:: INPUT FOR THIS TASK ::

PR #955, opened 2017-01-13
Adding pisound to dacs.json

gtrainavicius:
Adding pisound (http://blokas.io/pisound) to volumio.

Note that the latest pisound module code is available in 4.4.41 RPI kernel version.

Also I found that if switching from dac with 'needsreboot=yes' to 'needsreboot=no', reboot should still happen, without it, the output doesn't work.

### DIFF
--- a/app/plugins/system_controller/i2s_dacs/dacs.json
+++ b/app/plugins/system_controller/i2s_dacs/dacs.json
@@ -22,6 +22,7 @@
     {"id":"mamboberry-dac","name":"Mamboberry HiFi DAC+","overlay":"hifiberry-dac","alsanum":"1","mixer":"","modules":"","script":"","needsreboot":"yes"},
     {"id":"phat-dac","name":"pHAT DAC","overlay":"hifiberry-dac","alsanum":"1","mixer":"","modules":"","script":"","needsreboot":"yes"},
     {"id":"picade-hat","name":"Picade HAT","overlay":"hifiberry-dac","alsanum":"1","mixer":"","modules":"","script":"","needsreboot":"yes","eeprom_name":["Picade HAT"]},
+    {"id":"pisound","name":"pisound","overlay":"pisound","alsanum":"1","mixer":"","modules":"","script":"","needsreboot":"no"},
     {"id":"raspidacv3","name":"RaspiDACv3","overlay":"raspidac3","alsanum":"1","mixer":"Digital","modules":"","script":"","needsreboot":"yes"},
     {"id":"rpi-dac","name":"R-PI DAC","overlay":"rpi-dac","alsanum":"1","mixer":"Digital","modules":"","script":"","needsreboot":"yes"},
     {"id":"soekris-dac","name":"Soekris dam 1021","overlay":"hifiberry-dac","alsanum":"1","mixer":"","modules":"","script":"","needsreboot":"yes"},


xipmix:
Where you say:
> 'needsreboot=no', reboot should still happen

do you mean 'the system still needs to be rebooted when the module is loaded'? If so, why do you set 'needsreboot=no' ?

gtrainavicius:
If you have already selected a dac which had 'needsreboot=yes', switching to a DAC which wouldn't normally require reboot, still requires it, otherwise it won't work until rebooted. If switching from built-in audio to, everything works fine.

volumio:
@gtrainavicius unfortunately we need to wait for the new kernel before merging the PR...

gtrainavicius:
@volumio When is that planned to happen?

btw, about needsreboot, the clearest way to express what I meant is probably code :) I mean the condition whether to restart after switching the card should be:

`shouldReallyReboot = oldCard.needsreboot || newCard.needsreboot;`

macmpi:
> @volumio: we need to wait for the new kernel before merging the PR

Will new kernel still be on 4.4.x or bumb to [LTS 4.9.x that is getting ready](https://www.raspberrypi.org/forums/viewtopic.php?t=167934)?

gtrainavicius:
@volumio Any updates on when you plan to update your kernel?

volumio:
Hi, sorry we're still holding as the kernel updater is not ready yet... apologize...

volumio:
Sorry but I noticed that the modules can be compiled. Could you send the compiled modules to me? in a tar from / ?
So I can add them now!

macmpi:
any hint on the potential kernel version you are contemplating? (may help check some stability issues)

volumio:
No, I mean for the current build. Basically doing what you suggest here:
http://blokas.io/pisound/docs/software/

macmpi:
@volumio my question was for generic purpose, not specific to that issue. Sorry for hijack.

gtrainavicius:
@volumio Thank you, I will make a package for you in the nearest future!

volumio:
Thanks!

gtrainavicius:
@volumio Ok, I've uploaded a build of the module here: http://blokas.io/pisound/pisound_volumio.zip as well as fixed the conflict in dacs.json.

pisound.dtbo should go to /boot/overlays/
4.4.9-v7+/snd_soc_pisound.ko should go to /lib/modules/4.4.9-v7+/kernel/sound/soc/bcm
4.4.9+/snd_soc_pisound.ko should go to /lib/modules/4.4.9+/kernel/sound/soc/bcm

I have tested the build using RPi3 by first building it on a fresh install of volumio-2.118-2017-03-07-pi.img, copying the files over to my laptop, then I freshly installed the same image again, putting the files in the appropriate places, modifying dacs.json, and it worked correctly.

p.s. I had to struggle a bit with 'volumio kernelsource' - the /boot/.firmware_revision contained a revision for the 4.9.x kernel branch, so I had to force it to the one matching 4.4.9 version that is used by Volumio:

`echo 4ce3f4a00648faaa73c7e7d41ff09be83a25bc0a > /boot/.firmware_revision`

gtrainavicius:
Also, is it possible to force the 'mixer type' to software from dacs.json? It'd be useful - our card doesn't expose hardware controls for volume, so volume control must happen in software.

volumio:
No, unfortunately its not possible. Software mixer must be enabled manually, since it degrades SQ. I will send you an image today with the support for PiSound.
Will the input work?

volumio:
Please next time send them with this format:
http://repo.volumio.org/Volumio2/Firmwares/pisound_volumio_4.4.9.tar.gz

Also, before integrating we need to make sure that they are GPL and we're GPL compiant:

Please confirm that:

- The code submitted is released under GPL (indicate  the version) 
- Please show where sources for the binaries can be found
- You will take all responsabilities and obligations concerned by the distribution of the binaries you provided. This includes making the sources available to everyone requiring them. 
- You agree to free Volumio and INTUITU di Michelangelo Guarise from any responsability deriving from distribution of the binaries you provided, and to provide eventual indemnifycation for damages

gtrainavicius:
About the mixer - we will have to add note about it in our documentation.

The code is licensed using GPLv2:

- snd_soc_pisound.ko: https://github.com/raspberrypi/linux/blob/rpi-4.9.y/sound/soc/bcm/pisound.c
- pisound.dtbo: https://github.com/raspberrypi/linux/blob/rpi-4.9.y/arch/arm/boot/dts/overlays/pisound-overlay.dts

We agree to the terms.

gtrainavicius:
@volumio I just tried it out, the pisound.dtbo appears to be in /boot/, while it should be placed in /boot/overlays/ instead.

After manually fixing pisound.dtbo location, it works and without a need to restart.

p.s. We'd prefer the name to appear in lower case letters only, 'pisound'. :)

volumio:
Ok, then this should be the final one.
http://updates.volumio.org/pi/volumio/2.126/volumio-2.126-2017-03-20-pi.img.zip

Let me know how it goes, if everything is allright I'll commit the changes

gtrainavicius:
It works successfully! Thank you!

:: AIM OF THE EXERCISE ::
Search the data for "must". Copy every matching line.

:: EXERCISE RESPONSE ::
Also, is it possible to force the 'mixer type' to software from dacs.json? It'd be useful - our card doesn't expose hardware controls for volume, so volume control must happen in software.
No, unfortunately its not possible. Software mixer must be enabled manually, since it degrades SQ. I will send you an image today with the support for PiSound.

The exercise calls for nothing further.